Problem statement —
How many lines in the listing below hold the word "where"? Answer with the number only.
------ Information given
PR #182, opened 2018-09-19
[#160138951] Allow user to import assets from an Api endpoint (WIP)

esirK:
### What does PR do?

- Adds an Api endpoint where a user can upload a csv file with assets details to.

### Description of the task to be completed:

  •Add an Api endpoint where a user can upload a csv file to

  •As an admin, using postman send a csv file to the `uploads` endpoint. If the file contains the 3 required fields **(Asset Code, Serial No., Notes)** , the assets should be saved in the database.

### Relevant pivotal tracker stories
[#160138951](https://www.pivotaltracker.com/story/show/160138951)


api/views.py
```diff
@@ -362,3 +364,47 @@ def destroy(self, request, *args, **kwargs):
...
+                       'screen_size': screen_size,
+                       'processor_type': processor_type,
+                       'storage': storage,
+                       'memory': memory})
+
+        asset_specs = AssetSpecs.objects.get_or_create(**kwargs)
+
+        assets = []
+
+        for pos, line in enumerate(file_obj):
```
egichuri: i think it might be better to use the csv module which takes care of column headers. if a file has the columns ordered differently the implementation here would be wrong. eg if the imported file has serial number in the first column.

api/views.py
```diff
@@ -362,3 +364,47 @@ def destroy(self, request, *args, **kwargs):
...
+            asset_fields = line.decode('UTF-8').rstrip().split(',')
+
+            asset_code = asset_fields[0]
+            serial_number = asset_fields[1]
+            notes = asset_fields[2]
+
+            assets.append(Asset(model_number=model_number, asset_code=asset_code, serial_number=serial_number,
+                                notes=notes, asset_specs=asset_specs))
+        Asset.objects.bulk_create(assets)
+        return Response(status=204)
```
egichuri: how are we handling a failure?

api/views.py
esirK: Noted

api/views.py
esirK: Working on this.

esirK:
Hey, @egichuri Checkout the changes.

egichuri:
@esirK lgtm.. just fix the pep8 issue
------------
Exercise output —
2